4. Il ressort de la décision attaquée qu'elle vise les dispositions législatives et réglementaires dont elle a fait application, et notamment la loi n° 83-634 du 13 juillet 1983 et la loi n° 86-33 du 9 janvier 1986, ainsi que les dispositions relatives à la procédure disciplinaire, le dossier de Mme C... et l'avis du conseil de discipline, réuni le 10 juillet 2019, puis indique que l'intéressée a eu un comportement affligeant et grossier, portant atteinte à l'intégrité morale d'autrui, a manqué à ses obligations professionnelles et n'a pas remis en cause ni questionné son comportement, avant d'en déduire que ces faits sont constitutifs de manquements graves aux obligations de Mme C... en tant que fonctionnaire hospitalier telles qu'elles découlent de la loi n° 83-634 du 13 juillet 1983. Ainsi, cette décision contient l'énoncé des considérations de droit et de fait sur lesquelles elle se fonde.

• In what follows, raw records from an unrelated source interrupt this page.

PR #722, opened 2022-08-05
Import wdump clone from TT scripts

jonwil:


src/tools/wdump/CMakeLists.txt
```diff
@@ -0,0 +1,7 @@
+add_executable(wdump WIN32)
```
duncanspumpkin, line 1: Shouldn't you add this executable to the list of artifacts to be uploaded during ci compile

src/w3d/renderer/w3d_file.h
```diff
@@ -542,8 +544,8 @@ struct W3dTriStruct
 
 struct W3dVertInfStruct
 {
-    uint16_t BoneIdx;
-    uint8_t Pad[6];
+    uint16_t BoneIdx[2];
+    uint16_t Weight[2];
```
xezon, line 548: It was 6 pad bytes before, now its 8 bytes, does this fit into game.dat binary constraints?

src/w3d/renderer/w3d_obsolete.h
```diff
@@ -0,0 +1,479 @@
+/**
+ * @file
+ *
+ * @author Jonathan Wilson
+ *
+ * @brief Obsolete W3D stuff
```
xezon, line 6: Why is this file called w3d_obsolete? If it is obsolete, why do we have it? Maybe there is a better name for it?

src/tools/wdump/wdump.cpp
```diff
@@ -0,0 +1,4138 @@
...
+#include <commdlg.h>
+#include <unordered_map>
+
+HWND mainwnd;
+HWND treewnd;
+HWND listwnd;
+HMENU menu;
+HACCEL accel;
+int mainwidth;
+int mainheight;
```
xezon: We can 0 initialize all these for robustness.

src/tools/wdump/wdump.cpp
```diff
@@ -0,0 +1,4138 @@
...
+            iter->second.function(cload, d);
+        }
+
+        cload.Close_Chunk();
+    }
+}
+
+#define FUNC(id) void dump##id(ChunkLoadClass &cload, ChunkData *data)
+
+FUNC(O_W3D_CHUNK_MATERIALS)
```
xezon: Any particular reason this is written with a macro? Can we just type it out instead? Would make it easier to debug if functions are clearly visible.

src/tools/wdump/wdump.cpp
```diff
@@ -0,0 +1,4138 @@
...
+            StringClass str3;
+
+            for (unsigned int i = 0; i < cload.Cur_Chunk_Length(); i++) {
+                unsigned char n = chunkdata[i];
+                str3 += table[n >> 4];
+                str3 += table[n & 0xf];
+                str3 += ' ';
+            }
+
+            AddString(d, "Chunk Data", str3, "Unknown");
```
xezon, line 486: Leaking `chunkdata` here?

src/tools/wdump/wdump.cpp
```diff
@@ -0,0 +1,4138 @@
...
+{
+    char c[256];
+    sprintf(c, "%d %d %d", value->I, value->J, value->K);
+    AddString(data, name, c, "IJK");
+}
+
+char *ReadChunkData(ChunkLoadClass &cload)
+{
+    if (!cload.Cur_Chunk_Length()) {
+        return "";
```
xezon: This function either returns an address to heap allocated memory or an address to static memory. The first must be freed by user, the second must not be freed. The user does not know what is returned, so should delete always. This can cause crash, if "" was returned and deleted.

Why return `""`? Can it not return `nullptr`? `""` should be allocated if `nullptr` is not possible.

I highly recommend to return a `std::unique_ptr<char[]>()` here and then remove all `delete[] chunk` from function callers. `std::unique_ptr` will automatically cleanup on scope exit. This way nothing can leak or crash.

src/tools/wdump/wdump.cpp
```diff
@@ -0,0 +1,4138 @@
...
+    }
+};
+
+struct ChunkDumper
+{
+    const char *name;
+    void (*function)(ChunkLoadClass &cload, ChunkData *data);
+};
+
+std::unordered_map<int, ChunkDumper> chunks;
```
xezon: Please name this `g_chunks`. Otherwise it is really confusing in functions as to what `chunks` refers to, especially here in review. Additionally, please give that `int` a typedef. It is not clear what it refers to. Or clarify in name, e.g. `g_chunksIdMap`, if it is an ID.

src/tools/wdump/wdump.cpp
```diff
@@ -0,0 +1,4138 @@
...
+{
+    char *chunkdata = ReadChunkData(cload);
+    W3dEmitterPropertyStruct *props = (W3dEmitterPropertyStruct *)chunkdata;
+    AddInt32(data, "ColorKeyframes", props->ColorKeyframes);
+    AddInt32(data, "OpacityKeyframes", props->OpacityKeyframes);
+    AddInt32(data, "SizeKeyframes", props->SizeKeyframes);
+    AddRGBA(data, "ColorRandom", &props->ColorRandom);
+    AddFloat(data, "OpacityRandom", props->OpacityRandom);
+    AddFloat(data, "SizeRandom", props->SizeRandom);
+    W3dEmitterColorKeyframeStruct *color = (W3dEmitterColorKeyframeStruct *)(chunkdata + sizeof(W3dEmitterPropertyStruct));
```
xezon, line 1143: This is mind boggling. How do you know this?

src/tools/wdump/wdump.cpp
```diff
@@ -0,0 +1,4138 @@
...
+        AddString(data, "Attributes", "W3D_MESH_FLAG_COLLISION_TYPE_USER1", "flag");
+    }
+
+    if (header->Attributes & W3D_MESH_FLAG_COLLISION_TYPE_USER2) {
+        AddString(data, "Attributes", "W3D_MESH_FLAG_COLLISION_TYPE_USER2", "flag");
+    }
+
+    if (header->Attributes & 0x00000800) {
+        StringClass str;
+        str.Format("W3D_CHUNK_MESH_HEADER3 Unknown Attribute 0x00000800");
```
xezon, line 1677: What does this mean?

src/tools/wdump/wdump.cpp
```diff
@@ -0,0 +1,4138 @@
...
+    AddString(data, "Texture Name:", chunkdata, "string");
+    delete[] chunkdata;
+}
+
+FUNC(W3D_CHUNK_TEXTURE_REPLACER_INFO)
+{
+    char *chunkdata = ReadChunkData(cload);
+    W3dTextureReplacerHeaderStruct *header = (W3dTextureReplacerHeaderStruct *)chunkdata;
+    AddInt32(data, "ReplacedTexturesCount", header->ReplacedTexturesCount);
+    W3dTextureReplacerStruct *replacer = (W3dTextureReplacerStruct *)(chunkdata + sizeof(W3dTextureReplacerHeaderStruct));
```
xezon, line 2225: How do you know this?

src/tools/wdump/wdump.cpp
```diff
@@ -0,0 +1,4138 @@
...
+            break;
+        case W3D_MESH_FLAG_GEOMETRY_TYPE_CAMERA_Z_ORIENTED:
+            AddString(data, "Attributes", "W3D_MESH_FLAG_GEOMETRY_TYPE_CAMERA_Z_ORIENTED", "flag");
+            break;
+        default: {
+            StringClass str;
+            str.Format("W3D_CHUNK_MESH_HEADER3 Unknown Mesh Type %x", type);
+            data->unknowndata.Add(str);
+            AddString(data, "Attributes", "Unknown", "string");
+        } break;
```
xezon: Can write `break` in scope like the others.

src/tools/wdump/wdump.cpp
```diff
@@ -0,0 +1,4138 @@
...
+            AddString(data, "Flags", "W3D_ELINE_UNIFORM_LENGTH_TEXTURE_MAP", "flag");
+            break;
+        case W3D_ELINE_TILED_TEXTURE_MAP:
+            AddString(data, "Flags", "W3D_ELINE_TILED_TEXTURE_MAP", "flag");
+            break;
+        default: {
+            StringClass str;
+            str.Format("W3D_CHUNK_EMITTER_LINE_PROPERTIES Unknown Emitter Mapping Mode %x", mapmode);
+            data->unknowndata.Add(str);
+            AddString(data, "Flags", "Unknown", "string");
```
xezon, line 2720: Minor: Can add `break` here.

src/tools/wdump/wdump.cpp
```diff
@@ -0,0 +1,4138 @@
...
+                AddFloat(data, "OuterScale.X", RingStruct.OuterScale.x);
+                AddFloat(data, "OuterScale.Y", RingStruct.OuterScale.y);
+                AddFloat(data, "InnerExtent.X", RingStruct.InnerExtent.x);
+                AddFloat(data, "InnerExtent.Y", RingStruct.InnerExtent.y);
+                AddFloat(data, "OuterExtent.X", RingStruct.OuterExtent.x);
+                AddFloat(data, "OuterExtent.Y", RingStruct.OuterExtent.y);
+                AddString(data, "TextureName", RingStruct.TextureName, "string");
+                AddShader(data, "Shader", &RingStruct.Shader);
+                AddInt32(data, "TextureTiling", RingStruct.TextureTiling);
+            } break;
```
xezon: Can write `break` inside scope like the others.

src/tools/wdump/wdump.cpp
```diff
@@ -0,0 +1,4138 @@
...
+        cload.Close_Chunk();
+    }
+}
+
+void DoVector3Channel(ChunkLoadClass &cload, ChunkData *data, const char *name)
+{
+    int i = 0;
+
+    for (; cload.Open_Chunk(); cload.Close_Chunk()) {
+        if (cload.Cur_Chunk_ID() == 51709961) {
```
xezon: What is this magic number here?

src/tools/wdump/wdump.cpp
```diff
@@ -0,0 +1,4138 @@
...
+    delete[] chunkdata;
+}
+
+const char *Types[] = { "Texture", "Float", "Vector2", "Vector3", "Vector4", "Int", "Bool" };
+
+FUNC(W3D_CHUNK_FX_SHADER_CONSTANT)
+{
+    char *chunkdata = ReadChunkData(cload);
+    uint32_t type = *(uint32_t *)chunkdata;
+    uint32_t strlen = *(uint32_t *)(chunkdata + 4);
```
xezon: Could you give this a name that does not look like C `strlen` function?

src/tools/wdump/wdump.cpp
```diff
@@ -0,0 +1,4138 @@
...
+
+        uint32_t *values = (uint32_t *)(chunkdata + pos);
+
+        for (int i = 0; i < datalen; i++) {
+            StringClass str;
+            str.Format("Data[%d]", i);
+            AddInt32(data, str, values[i]);
+        }
+    } else {
+        float *scale = (float *)(chunkdata + sizeof(W3dCompressedMotionChannelStruct));
```
xezon, line 3605: How do you know this?

src/tools/wdump/wdump.cpp
```diff
@@ -0,0 +1,4138 @@
...
+    StringClass str = data->name;
+    HTREEITEM newitem = TreeViewInsertItem(treewnd, str, item, TVI_LAST);
+    TreeViewSetItem(treewnd, newitem, (LPARAM)data);
+
+    for (int i = 0; i < data->subchunks.Count(); i++) {
+        AddItems(data->subchunks[i], newitem);
+    }
+}
+
+ChunkData *master = nullptr;
```
xezon: `g_mainChunk` perhaps?

xezon (changes requested):
The ReadChunkData function certainly needs fixing.

src/w3d/renderer/w3d_file.h
duncanspumpkin: It is correct because its gone from `2 + 6*1` to `2*2 + 2*2`

xezon: Ah right. Somehow did not see the BoneIdx

src/w3d/renderer/w3d_obsolete.h
tomsons26: it's old no longer used at some point chunks in W3D, we still need to know about them, this file existed in actual source code, the public w3d file header refs it

src/tools/wdump/wdump.cpp
tomsons26: We don't know what its for, so it would be good if we could spot such attribs like that

src/tools/wdump/wdump.cpp
tomsons26: i'd guess CHUNKID_PARENT of PrimitiveAnimationChannelClass

src/tools/wdump/wdump.cpp
```diff
@@ -0,0 +1,4138 @@
...
+        AddFloat(data, "Scale", *scale);
+        float *initial = (float *)(chunkdata + sizeof(W3dCompressedMotionChannelStruct) + 4);
+
+        for (int i = 0; i < channel->VectorLen; i++) {
+            StringClass str;
+            str.Format("Initial[%d]", i);
+            AddFloat(data, str, initial[i]);
+        }
+
+        int count = (cload.Cur_Chunk_Length() - sizeof(W3dCompressedMotionChannelStruct) - 4 - 4 * channel->VectorLen) / 4;
```
tomsons26, line 3615: () prob here

src/tools/wdump/CMakeLists.txt
jonwil: Fixed.

src/tools/wdump/wdump.cpp
jonwil: fixed.

src/tools/wdump/wdump.cpp
jonwil: Fixed.

src/tools/wdump/wdump.cpp
jonwil: fixed.

src/tools/wdump/wdump.cpp
jonwil: Fixed to allocate the "".

src/tools/wdump/wdump.cpp
jonwil: fixed.

src/tools/wdump/wdump.cpp
jonwil: This is exactly what the original code in the WW binary does.

src/tools/wdump/wdump.cpp
jonwil: This is exactly what the original code in the WW binary does.

src/tools/wdump/wdump.cpp
jonwil: fixed.

src/tools/wdump/wdump.cpp
jonwil: fixed.

src/tools/wdump/wdump.cpp
jonwil: fixed.

src/tools/wdump/wdump.cpp
jonwil: Yes it is.

src/tools/wdump/wdump.cpp
jonwil: fixed.

src/tools/wdump/wdump.cpp
jonwil: This is exactly what the original code in the WW binary does.

src/tools/wdump/wdump.cpp
jonwil: fixed.

src/tools/wdump/wdump.cpp
jonwil: Not sure what you mean here, it looks good to me.

src/tools/wdump/wdump.cpp
```diff
@@ -0,0 +1,4142 @@
...
+#include <commdlg.h>
+#include <unordered_map>
+
+HWND mainwnd = nullptr;
+HWND treewnd = nullptr;
+HWND listwnd = nullptr;
+HMENU menu = nullptr;
+HACCEL accel = nullptr;
+int mainwidth = 0;
+int mainheight = 0;
```
xezon: I suggest name these globals with `g_` prefix too for visibility.

src/tools/wdump/wdump.cpp
```diff
@@ -0,0 +1,4142 @@
...
+    }
+
+    delete[] chunkdata;
+}
+
+#define CHUNK(id) \
+    { \
+        ChunkDumper c; \
+        c.name = #id; \
+        c.function = dump##id; \
```
xezon: I suggest build function name as `Dump_##id` here, then the above functions would look a bit more gracious as
`Dump_W3D_CHUNK_COMPRESSED_ANIMATION_MOTION_CHANNEL`
instead of
`dumpW3D_CHUNK_COMPRESSED_ANIMATION_MOTION_CHANNEL`

src/tools/wdump/wdump.cpp
xezon: Can this be written out with an enum value, or at least commented?

src/tools/wdump/wdump.cpp
jonwil: fixed

src/tools/wdump/wdump.cpp
jonwil: fixed.

src/tools/wdump/wdump.cpp
jonwil: fixed.

xezon (approved):
Looks ok to me.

Si Mme C... fait toutefois valoir qu'une telle motivation ne mentionne aucune date ni aucune fait précis, l'ensemble des faits en cause avaient donné lieu à plusieurs entretiens entre l'intéressée et sa hiérarchie et avaient été repris dans le rapport de saisine du conseil de discipline, visé dans cette décision, de telle sorte que, dans les circonstances de l'espèce, les motifs énoncés suffisaient, en l'absence même de dates et de précisions, à permettre à Mme C... de connaître les raisons pour lesquelles elle était sanctionnée. Par suite, le moyen tiré de l'insuffisance de motivation manque en fait.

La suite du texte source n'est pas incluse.